Did you pivot at any point?

Mishra: We became a studio for e-commerce and would launch a new company, effectively a new brand, every month or so and just test different pieces of it. We launched in total about 15 or 20 e-commerce concepts. We wanted to get to a place where people are sort of hooked on it in a way and it was significantly better than what they could get normally. By mid-2018, we arrived at the right concept. I don't even know if it's fair to call it a pivot. It was just this long experimentation phase. It's like Costco where we don't make money on the products. We make money by getting you to buy and keep a membership. And the way we do that is by launching really good products at really good prices.

What’s your long term vision for the Essential?

Mishra: Within the next five to 10 years, we want to get to about 10 million members. We’ve very intentionally been pretty quiet about it. Once we have a really good store, then we’ll go and raise $20, $30, $40 million and get it in front of as many people as possible. Our approach has been build it first, and they will come.

Over the last six months or so, we've started to talk a little bit more about AI. And we have started to get a lot of attention from possible acquirers that have that customer base built up. We haven't made a decision on it yet, but we are talking to several people now to basically take our product as it is, maybe work on it for another six months or so, and then take it over to them. Become a part of one of these larger e-commerce companies. Some of them are just consumer focused companies and they want to get into e-commerce. That kind of accelerates our timeline a lot, and within the next year, we could get to 10 to 20 million users.

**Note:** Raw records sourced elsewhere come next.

PR #7, opened 2026-02-22
Improve cost UX: OAuth-aware equivalent-billing hints

JF10R:
## Summary
This PR improves cost clarity in ClawMetry when usage comes from OAuth/included auth (where provider-billed amount may be $0).

### What changed
- Adds per-model billing heuristics (`modelBilling`) and global `billingSummary` in `/api/usage` output.
- Renames cost labels to reduce ambiguity:
  - `Cost` -> `Telemetry Cost` (OTLP mode)
  - `Est. Cost` -> `Estimated Cost` (transcript mode)
- Overview improvements:
  - Keeps spending compact
  - Shows OAuth-specific equivalent-billing hint only when relevant (not shown if no model uses oAuth)
  - Adds subtle info tooltip icon (OAuth/mixed only)
  
image

- Flow model node:
  - Adds compact auth hint (`Auth: API / OAuth / mixed`)
  - Prevents text overflow in the brain card
image

- Trend projection improvements:
  - Removes unrealistic hard-coded projected-cost warning behavior
  - Uses observed effective cost rate for monthly equivalent projection
  - Includes explicit note for OAuth scenarios (can be $0 billed - only if oAuth usage is detected)

## Why
Users reported confusion between token-derived cost estimates and actual provider billing, especially in OAuth auth flows. This patch makes the UI explicit and less noisy while preserving useful trend context.

### DIFF
--- a/dashboard.py
+++ b/dashboard.py
@@ -1000,7 +1000,8 @@ def _get_otel_usage_data():
 
     # Enhanced cost tracking for OTLP data
     trend_data = _analyze_usage_trends(daily_tokens) 
-    warnings = _generate_cost_warnings(today_cost_val, week_cost_val, month_cost_val, trend_data)
+    model_billing, billing_summary = _build_model_billing(model_usage)
+    warnings = _generate_cost_warnings(today_cost_val, week_cost_val, month_cost_val, trend_data, month_tok, billing_summary)
 
     return {
         'source': 'otlp',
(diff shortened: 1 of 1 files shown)


vivekchand (approved):
Great contribution! Clean, well-scoped PR that solves a real UX pain point — OAuth users seeing scary cost projections when their actual billing is $0.

**What I liked:**
- Smart heuristic approach for detecting API key vs OAuth billing
- Conditional UI hints that only show when relevant (no noise for pure API key users)
- Suppressing trend warnings for OAuth scenarios
- Clean label renames (Cost → Telemetry Cost / Estimated Cost)

**Minor notes (non-blocking, can address in follow-ups):**
- The config cache reads `providers` key, but OpenClaw configs typically use `auth.profiles` — env var fallback covers the common case though
- The brain SVG node loses its animated pulse circle in favor of the auth hint text — small visual tradeoff but the info is more useful

Merging — thanks for the thoughtful PR! 🦞

PR #510, opened 2026-04-03
fix(security): mask encryption key in CLI output

dumko2001:
## Summary

Mask encryption key when printed to stdout in CLI output to prevent accidental exposure.

## Changes

- Updated CLI print statements to mask encryption key values
- Added proper masking when displaying configuration

## Testing

tests/test_cli.py - verifies encryption key is properly masked in output

### DIFF
--- a/.gitignore
+++ b/.gitignore
@@ -25,3 +25,4 @@ Thumbs.db
 
 # Logs
 *.log
+.clawmetry-fleet.db
--- a/clawmetry/cli.py
+++ b/clawmetry/cli.py
@@ -507,14 +507,14 @@ def _cmd_connect(args) -> None:
     # --key-only: just save config, don't start daemon (for host-side NemoClaw OTP flow)
     if getattr(args, "key_only", False):
         print(f"  API key:      {api_key}")
-        print(f"  Enc key:      {enc_key}")
+        print(f"  Enc key:      {enc_key[:6] + '…' + enc_key[-4:]}")
         print()
         return
 
     # Skip enc key reminder when --enc-key was passed (automated/sandbox use)
     if not _enc_key_arg:
         print("  Keep this secret key safe (like a password):")
-        print(f"  {enc_key}")
+        print(f"  {enc_key[:6] + '…' + enc_key[-4:]}")
         print()
 
     # --no-daemon: skip daemon start (managed by supervisord externally)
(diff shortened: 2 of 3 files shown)


vivekchand:
## PR Review (automated)

**Status: CONFLICTING** — This PR has merge conflicts with main.

**CI:** ✅ All checks passing

**Feature check:** Masking the encryption_key in CLI output (lines 510, 517 of cli.py) is **not yet in main**. Main already masks the key in some places (lines ~486, ~1147) but not in the `--key-only` print path — this PR fills that gap. Valid security improvement.

**Action needed:** Please rebase onto latest main and resolve conflicts:
```bash
git fetch upstream
git checkout fix-002
git rebase upstream/main
# resolve conflicts
git push --force-with-lease
```

Note: External fork — cannot push directly.

vivekchand:
Hi @dumko2001 — appreciating this security fix. ClawMetry main has evolved a lot since this PR was opened, so it now conflicts.

**Conflicts**: `clawmetry/cli.py` and `tests/test_cli.py` (plus a `.gitignore` minor conflict).

**What to do**: `clawmetry/cli.py` still contains the `connect`/`status` commands this PR masks the encryption key in — the file just grew larger (~1900 LOC). The masking logic should still apply to the same code paths. Rebase + re-target the same lines.

If you'd prefer not to rebase, ping me and I'll cherry-pick the fix.

vivekchand:
Hi @dumko2001 — thank you for the security-mindedness here, but on review I'm going to close this rather than rebase it.

The proposed change masks the encryption key in **both** display paths:
1. Line 517 (`Keep this secret key safe (like a password)` reminder) — this is the **deliberate** one-time display intended as the user's backup of their key, identical to e.g. ssh-keygen showing the private key fingerprint. Masking it defeats the purpose: the user can never recover the full key.
2. Line 510 (`--key-only` flag) — this exists specifically for the host-side NemoClaw OTP flow where the operator pipes the key elsewhere. Masking it **breaks the flow** — there's no other way to retrieve the full key.

Both paths only print after a successful `clawmetry connect` run (user-initiated), and the key is also written to `~/.clawmetry/config.json` (chmod 0o600), so there's no separate disclosure channel a masked print would close.

If you've got a specific threat model in mind (e.g. screen-sharing / log forwarders capturing stdout) — happy to discuss in a follow-up issue, but the right answer is probably `--quiet` mode or terminal-only output detection, not unconditional masking. Closing for now.

PR #514, opened 2026-04-03
fix(robustness): add assertion to prevent unsafe lock release

dumko2001:
## Summary

Add assertion to prevent unsafe lock release in NAT exporter.

## Changes

- Add assertion to verify lock is held before release
- Prevents RuntimeError from releasing unheld lock

## Testing

Verified the assertion catches unsafe release scenarios


vivekchand:
Triage status (zero-backlog sweep 2026-05-12): clean mergeable, still applicable. The assertion at `integrations/nat/clawmetry_nat/exporter.py` `_flush_locked` is genuinely useful defensive coding (catches misuse of an internal helper). 40 days old but the fix is correct and the auto-format noise is contained. @dumko2001 — thanks for this!

Recommend merge as-is. (Not auto-merging per the sweep's read-only-on-third-party-PRs rule.)

PR #515, opened 2026-04-03
fix(resource): use context manager for file handles

dumko2001:
## Summary

Use context managers for file handles to prevent leaks.

## Changes

- Wrap file open() calls with context managers (with statement)
- Ensures files are properly closed even on exceptions

## Testing

Verified file handles are properly closed


vivekchand:
Closing: this fix (context managers for file handles) was already implemented in main (commit 6ae4ff2). This PR is superseded.

PR #518, opened 2026-04-03
fix(reliability): use atomic write for state files

dumko2001:
## Summary

Use atomic write pattern for state files to prevent corruption.

## Changes

- Write to temp file then rename for atomic updates
- Prevents state corruption from partial writes

## Testing

Verified atomic write behavior under failure conditions


vivekchand:
Closing: this fix (atomic write for state files) was already implemented in main (commit 3ea4edf). This PR is superseded.

PR #529, opened 2026-04-03
fix(correctness): validate token counts are non-negative

dumko2001:
## Summary

Validate that token counts cannot be set to negative values.

## Changes

- Add validation to reject negative token values
- Prevents invalid state from negative token counts

## Testing

Verified negative values are rejected

### DIFF
--- a/.gitignore
+++ b/.gitignore
@@ -25,3 +25,4 @@ Thumbs.db
 
 # Logs
 *.log
+.clawmetry-fleet.db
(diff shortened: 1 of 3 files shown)


vivekchand:
Closing: this automated fix PR has been stale since April 3 and conflicts heavily with main. The proxy module has evolved significantly. If token count validation is still needed, a fresh PR against current main would be required. — PR hygiene bot

PR #531, opened 2026-04-03
fix(security): fix permission race in config file write

dumko2001:
## Summary

Fix TOCTOU race in config file permission setting.

## Changes

- Set permissions before file is fully written
- Prevents race condition where file could be accessed with wrong permissions

## Testing

tests/test_config_permissions.py - verifies secure permission handling

### DIFF
--- a/.gitignore
+++ b/.gitignore
@@ -25,3 +25,4 @@ Thumbs.db
 
 # Logs
 *.log
+.clawmetry-fleet.db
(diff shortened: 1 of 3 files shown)


vivekchand:
⚠️ **This PR appears to revert improvements made in #534** 

This PR deletes  and reverts the lazy import pattern that was added to resolve circular import issues (see commit 9cade90).

The fix changes:
- Remove lazy import pattern in 
- Delete 
- Revert to direct  which causes circular import issues

Since PR #534 already resolved circular import dependencies and this PR would reintroduce those issues, this PR should likely be closed. The feature described (config permission race fix) should be submitted as a new PR that builds on the current main branch rather than reverting fixes.

vivekchand:
Closing as this PR would revert circular import fixes from #534. The permission race fix should be submitted as a new PR against current main that doesn't delete test_circular_import.py.

PR #533, opened 2026-04-03
refactor: add Flask application factory pattern

dumko2001:
## Summary

Add Flask application factory pattern for better testability.

## Changes

- Create app factory function that creates Flask instances
- Enables easier testing and configuration

## Testing

tests/test_app_factory.py - verifies factory pattern works

### DIFF
--- a/.gitignore
+++ b/.gitignore
@@ -25,3 +25,4 @@ Thumbs.db
 
 # Logs
 *.log
+.clawmetry-fleet.db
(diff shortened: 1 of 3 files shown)


vivekchand:
⚠️ **This PR appears to be stale and based on an old codebase**

This PR adds Flask application factory pattern but also deletes , which is needed to verify circular import resolution from #534.

The PR is 8 days old and doesn't include recent fixes like #534 (circular import resolution), #550 (transcript viewer), #557/#559 (budget fixes), #560 (provider cost breakdown), #562 (cron health), and #573 (multi-provider cost comparison).

Please rebase against current main and resubmit if the Flask factory pattern is still needed.

vivekchand:
Closing as stale. This PR is based on an old codebase and deletes test_circular_import.py which verifies circular import fixes from #534. Please resubmit against current main if the Flask factory pattern is still needed.

PR #535, opened 2026-04-03
fix(security): remove email information disclosure

dumko2001:
## Summary

Remove information disclosure in OTP email error messages.

## Changes

- Use generic error messages that don't reveal email existence
- Prevents user enumeration via auth endpoint

## Testing

Verified error messages don't disclose email information


vivekchand:
We currently show only a masked email when connecting via api key

PR #596, opened 2026-04-14
fix: sync daemon was missing sessions due to lexical 100-file cap

vivekchand:
## Summary
The cloud sync daemon walked the OpenClaw sessions directory with `sorted(sessions_dir.glob("*.jsonl"))[-100:]`. Session filenames are UUIDs, so that lexical sort has nothing to do with recency — and the trailing `[-100:]` slice silently dropped everything else. Users with more than ~100 session files had arbitrary, non-recency-based history gaps in the cloud dashboard.

## Reported case
A paying user (Cloud Pro since 2026-03-15) reported daily token spend looked "materially off" in the cloud dashboard. Investigation on the server side (paired PR: [clawmetry-cloud#309](https://github.com/vivekchand/clawmetry-cloud/pull/309)) showed his sessions table had **zero rows older than 2026-04-13**, even though global retention on that table goes back to March. His older JSONLs exist on his laptop — they're just lexically-earlier UUIDs that fell outside the trailing 100-file slice and therefore were never uploaded.

## Fix
- Collect all `*.jsonl` files with their `mtime`.
- Sort ascending by `mtime` so newer files win any display-name / model ties.
- Remove the 100-file cap entirely.

The mtime-skip via `last_mtimes` still short-circuits unchanged files before any file I/O, so the steady-state sync stays cheap even for workspaces with thousands of sessions.

## Test plan
- [ ] Local: populate `~/.openclaw/agents/main/sessions` with >200 JSONL files spanning several mtime days. Run the sync cycle. Confirm all files get processed once and only changed files re-process on the next cycle.
- [ ] Regression: confirm `last_mtimes` state file grows and subsequent syncs are fast (no file reads) when nothing changed.
- [ ] Spot-check cloud dashboard shows the full history after a fresh sync with this client.

## Companion PR
- Server: [clawmetry-cloud#309](https://github.com/vivekchand/clawmetry-cloud/pull/309) — fixes `started_at` dropping on ingest and the daily-chart bucketing bug.

### DIFF
--- a/clawmetry/sync.py
+++ b/clawmetry/sync.py
@@ -1308,13 +1308,21 @@ def sync_session_metadata(config: dict, state: dict = None) -> int:
             return 0
 
         session_rows = []
-        for fpath in sorted(sessions_dir.glob("*.jsonl"))[-100:]:
-            # Skip files that haven't changed since last sync
+        # Sort by mtime ascending so the newest files are processed last and
+        # win any display-name/model ties. Session filenames are UUIDs, so a
+        # lexical sort + [-100:] slice previously gave a non-deterministic
+        # sample of files and silently dropped the rest — users with more
+        # than ~100 session files saw arbitrary history gaps in the cloud
+        # dashboard. mtime-skip below keeps subsequent syncs cheap.
+        jsonl_files = []
+        for fpath in sessions_dir.glob("*.jsonl"):
             try:
-                current_mtime = fpath.stat().st_mtime
-                if last_mtimes.get(fpath.name) == current_mtime:
-                    continue
+                jsonl_files.append((fpath, fpath.stat().st_mtime))
             except OSError:
+                continue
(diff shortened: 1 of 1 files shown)


vivekchand:
Pushed follow-up: **sync newest sessions first and flush per-batch** (7e95008).

Changes:
- `jsonl_files.sort(..., reverse=True)` — newest first
- Restructured the parse loop to flush each 50-file batch immediately via a `_flush()` closure, instead of accumulating the full `session_rows` list and batching at the end
- Default-model fallback now resolves up front from `sessions.json`, then maintains a running mode across batches (vs. computing the global mode after a full pre-scan)

Net UX: a user with a large backlog sees today's sessions in the cloud dashboard within seconds, with older history backfilling over the rest of the cycle — instead of waiting for the full parse before any HTTP POST goes out.

PR #685, opened 2026-04-17
fix(e2e): git fetch before version check + accept 302 for app.clawmetry.com

vivekchand:
## Summary
- E2E smoke test was reporting `VERSION_MISMATCH` because `git show public/main:dashboard.py` reads the local tracking ref — stale on the Xeon node (showed 0.12.106 while PyPI had 0.12.110). Fix: run `git fetch public` before comparing.
- Cloud endpoint check was failing on `app.clawmetry.com` returning 302 → `/fleet/`. Fix: accept 200 or 302 (redirect to fleet is expected for authenticated sessions).
- Extracted curl-based smoke tests into `scripts/e2e-smoke.sh` so the cron can reference a versioned script rather than embedding it inline.

## Test plan
- [ ] Run `bash scripts/e2e-smoke.sh` on Xeon node — all tests should pass
- [ ] Confirm no VERSION_MISMATCH on a freshly cloned node

### DIFF
--- a/scripts/e2e-smoke.sh
+++ b/scripts/e2e-smoke.sh
@@ -1,0 +1,104 @@
+#!/usr/bin/env bash
+# ClawMetry E2E smoke tests (curl-based, no browser required).
+# Run this on a node that has clawmetry installed and the git repo present.
+#
+# Usage:
+#   bash scripts/e2e-smoke.sh
+#   REPO=/path/to/openclaw-dashboard bash scripts/e2e-smoke.sh
+#
+# Exit code: 0 = all pass, 1 = one or more failures.
+
+set -euo pipefail
+
+REPO="${REPO:-$(git -C "$(dirname "$0")/.." rev-parse --show-toplevel 2>/dev/null || echo /home/vivek/projects/openclaw-dashboard)}"
+PORT=9901
+BASE="http://localhost:$PORT"
+FAILURES=()
+
+pass() { echo "  PASS  $1"; }
+fail() { echo "  FAIL  $1"; FAILURES+=("$1"); }
+
+# ---------------------------------------------------------------------------
+# 1. Install & CLI
+# ---------------------------------------------------------------------------
+echo "=== 1. Install & CLI ==="
+clawmetry --version >/dev/null 2>&1 && pass "clawmetry --version" || fail "clawmetry --version"
+clawmetry status >/dev/null 2>&1 && pass "clawmetry status" || fail "clawmetry status"
+
+# ---------------------------------------------------------------------------
+# 2. Dashboard starts
+# ---------------------------------------------------------------------------
+echo "=== 2. Dashboard starts ==="
+pkill -f "clawmetry.*${PORT}" 2>/dev/null || true
+sleep 1
+clawmetry --port "$PORT" &
+CM_PID=$!
+sleep 3
+
+status=$(curl -s -o /dev/null -w '%{http_code}' "$BASE/")
+[ "$status" = "200" ] && pass "dashboard / → 200" || fail "dashboard / → $status (expected 200)"
+
+# ---------------------------------------------------------------------------
+# 3. API endpoints
+# ---------------------------------------------------------------------------
+echo "=== 3. API endpoints ==="
+for path in /api/overview /api/sessions /api/crons /api/memory /api/flow; do
+    code=$(curl -s -o /dev/null -w '%{http_code}' "$BASE$path")
+    [ "$code" = "200" ] && pass "GET $path → 200" || fail "GET $path → $code (expected 200)"
+done
+
+overview=$(curl -s "$BASE/api/overview")
+echo "$overview" | python3 -c "import sys,json; d=json.load(sys.stdin); ok='sessions' in d or 'activeSessions' in d; sys.exit(0 if ok else 1)" \
+    && pass "/api/overview has sessions key" || fail "/api/overview missing sessions/activeSessions key"
+
+# ---------------------------------------------------------------------------
+# 4. install.sh correctness
+# ---------------------------------------------------------------------------
+echo "=== 4. install.sh ==="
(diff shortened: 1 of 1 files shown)


vivekchand (commented):
## Test plan & review notes

**What changed**
- New `scripts/e2e-smoke.sh` (104 lines) that extracts all curl-based E2E smoke checks out of an inline cron script into a versioned, standalone file. Key fixes inside: `git fetch public` before the PyPI-vs-GitHub version comparison, and accepting HTTP 302 (redirect to `/fleet/`) alongside 200 for `app.clawmetry.com`.

**Still relevant?**
- 11 days old, no reviewer activity. The VERSION_MISMATCH false-positive and the `app.clawmetry.com` 302 failure are real recurring irritants (several closed PRs — #266, #279, #298, #348, #350 — all had to bump versions precisely because the stale-ref check kept misfiring). The `git fetch public` guard is a correct structural fix. The PR is still relevant and ready to merge.

**Overlap note**
- No overlap found with other open or recently merged PRs. The closed e2e-related PRs all addressed version-number drift, not the stale-ref root cause that this PR fixes.

**Smoke commands**
```bash
# On a node that has the repo and clawmetry installed:
bash scripts/e2e-smoke.sh

# Verify the fetch line exists and is not inside a subshell that silently skips errors
grep -n "fetch public" scripts/e2e-smoke.sh

# Confirm the 302-acceptance logic is correct
grep -A3 "app.clawmetry.com" scripts/e2e-smoke.sh

# Dry-run syntax check
bash -n scripts/e2e-smoke.sh
```

**Likely failure modes**
- The script has `set -euo pipefail` at the top but the `FAILURES` array pattern uses `|| fail "..."` to avoid early exit — that's correct, but worth auditing each test block to confirm none accidentally triggers `set -e` before appending to `FAILURES`.
- `REPO` defaults to `/home/vivek/projects/openclaw-dashboard` if `git rev-parse` fails — this hardcoded path will cause a silent wrong-repo comparison on any other machine. Consider failing loudly (`|| { echo "Cannot find repo root"; exit 1; }`) instead.
- Section 4 (`install.sh` checks) hits `https://clawmetry.com/install.sh` over the network; if the CI runner has no outbound internet the test reports a false failure rather than skipping. A `|| true` guard or an explicit skip on network error would make the suite more portable.
- The script starts a `clawmetry --port 9901` daemon but only kills `$CM_PID` at the end — if the script exits early via `set -e`, the daemon leaks. A `trap "kill $CM_PID 2>/dev/null || true" EXIT` placed right after the `&` would fix this.
- `pip index versions` is deprecated in newer pip versions; `pip install clawmetry== 2>&1 | grep -oP ...` or `pip index versions` with a `pip >= 21` pin in the CI requirements is worth noting.

**Issue link**
- No issue linked in the PR body. Suggest linking to the most recent VERSION_MISMATCH detection issue, or opening one if none exists, to give future readers the context trail.

---

vivekchand (commented):
## Test plan & review notes

**What changed**
- E2E smoke test: `git fetch public` before version comparison to prevent stale tracking refs causing false `VERSION_MISMATCH`
- Accept HTTP 302 (redirect to `/fleet/`) as a success response from `app.clawmetry.com`
- Extracted curl-based smoke tests into `scripts/e2e-smoke.sh`

**Smoke commands**
- `bash -n scripts/e2e-smoke.sh` — shell syntax check
- `bash scripts/e2e-smoke.sh` against a running instance
- Confirm the CI node has a remote named `public` configured, since `git fetch public` will fail without it

- `git fetch public` assumes a remote named `public` exists on the CI runner — verify this is set up in the CI workflow before this lands
- If `scripts/e2e-smoke.sh` isn't marked executable (`chmod +x`), the cron job will fail with `Permission denied`

**Issue link**
- Note: PR #776 has `Closes #685` in its title — worth clarifying whether that refers to this open PR or to a separately filed issue #685, to avoid accidental cross-linking on merge

---

vivekchand (commented):
## Test plan & review notes

**What changed**
- Adds `scripts/e2e-smoke.sh`: a self-contained, curl-based smoke-test covering CLI sanity, key `/api/*` endpoints, `install.sh` correctness, a version-sync check (PyPI vs GitHub public/main), and cloud endpoint reachability. The version check now does `git fetch public` before comparing, and the cloud check accepts both `200` and `302` from `app.clawmetry.com`.

**Smoke commands**
```bash
pip install clawmetry  # or use a local dev install
bash scripts/e2e-smoke.sh
# Expect: "All tests passed." and exit 0
```

**One thing to check**: the version-sync step does `git -C "$REPO" fetch public 2>/dev/null || true` — this assumes a remote named `public` exists. In a fresh clone there's only `origin`. A small fallback would make it more robust in CI:
```bash
git -C "$REPO" fetch public 2>/dev/null || git -C "$REPO" fetch origin 2>/dev/null || true
```

**Issue link**
- No issue linked. If this was prompted by a specific CI failure, a `Refs #N` line would help future readers connect the dots.

---

vivekchand:
## Test plan & review notes

**What changed**
- New `scripts/e2e-smoke.sh`: extracts curl-based E2E smoke tests from the cron inline script; adds `git fetch public` before version comparison to fix stale local ref; accepts 302 redirect from `app.clawmetry.com`

**Smoke commands**
- `bash scripts/e2e-smoke.sh` on a node with a live clawmetry install and a running gateway
- Confirm no `VERSION_MISMATCH` on a freshly cloned node

- Remote name `public` is node-specific — nodes where the upstream is named `origin` will still fail. Consider a fallback: `git remote | grep -q public && git fetch public || git fetch origin`
- 302 acceptance is correct for authenticated sessions, but a CDN-level 301/307 redirect would still fail; `curl -L` (follow all redirects) is more robust

**Issue link**
- No `Closes #N` in the PR body. If there's a tracking issue for E2E flakiness or the version-check race condition, linking it would help.

---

People usually don't want to talk about exit strategy this early. It also sounds you've taken a deliberately slow approach?

Mishra: I have kind of a strange background here. I'm very much of the Valley. Went to Berkeley. Dropped out. Went to YC. A lot of our investors are standard Valley people. But my instincts are very anti-Valley. To me, the goal here is to build an alternate version of e-commerce. A better experience. More economical. More efficient. More ethical. I try not to have too much of an ego about it. If the best path there is getting acquired by the third or fourth largest e-commerce company, then going and building it over there, or becoming the e-commerce arm of a major consumer company, I'm happy to do it. I just want to get this thing right. And I want to get it to as many people as possible.